▶ **WHAT YOU NEED TO DO**
A faithful copy of the whole listing is required, with nothing left out.

▶ **DATA SUPPLIED**
Segment Open
PR #357, opened 2025-06-05
Introduce name_alternates for NZ regions, cut v1.17.1

DominiqueFlaaa:
Introduce name_alternates for NZ regions commonly returned by google's APIs. 

Cut new minor version 1.17.1

Introduced name alternates for New Zealand's 16 regions and 1 territory. 

...

Will improve internal systems autocomplete results for NZ. 

### Testing
Tested with the internal system running on this change. Were able to map the google results back to the desired zone code. 

### Checklist

### DIFF
--- a/CHANGELOG.md
+++ b/CHANGELOG.md
@@ -26,9 +26,12 @@ The format is based on [Keep a Changelog](https://keepachangelog.com/en/1.0.0/),
 - Security in case of vulnerabilities.
 
 ## [Unreleased]
-- Require postcodes and update regex in MT [#354](https://github.com/Shopify/worldwide/pull/354)
 
 ---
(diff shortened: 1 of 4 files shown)


DominiqueFlaaa:
Tested on our internal service running these changes; [results here](https://github.com/shop/issues-addresses/issues/242#issuecomment-2944876532)

rochlefebvre (commented):
The content changes look good! I recommend we publish this as a patch version increase, not a minor. We're not introducing a new feature here.

In fact, if you can hold off just a little bit, we could also include #354 in the same release. If not, those changes can go in a follow-up patch.

rochlefebvre (approved):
Segment Closed
▶ **ANSWER TO THIS TASK**
PR #357, opened 2025-06-05
Introduce name_alternates for NZ regions, cut v1.17.1

DominiqueFlaaa:
Introduce name_alternates for NZ regions commonly returned by google's APIs. 

Cut new minor version 1.17.1

Introduced name alternates for New Zealand's 16 regions and 1 territory. 

...

Will improve internal systems autocomplete results for NZ. 

### Testing
Tested with the internal system running on this change. Were able to map the google results back to the desired zone code. 

### Checklist

### DIFF
--- a/CHANGELOG.md
+++ b/CHANGELOG.md
@@ -26,9 +26,12 @@ The format is based on [Keep a Changelog](https://keepachangelog.com/en/1.0.0/),
 - Security in case of vulnerabilities.
 
 ## [Unreleased]
-- Require postcodes and update regex in MT [#354](https://github.com/Shopify/worldwide/pull/354)
 
 ---
(diff shortened: 1 of 4 files shown)


DominiqueFlaaa:
Tested on our internal service running these changes; [results here](https://github.com/shop/issues-addresses/issues/242#issuecomment-2944876532)

rochlefebvre (commented):
The content changes look good! I recommend we publish this as a patch version increase, not a minor. We're not introducing a new feature here.

In fact, if you can hold off just a little bit, we could also include #354 in the same release. If not, those changes can go in a follow-up patch.

rochlefebvre (approved):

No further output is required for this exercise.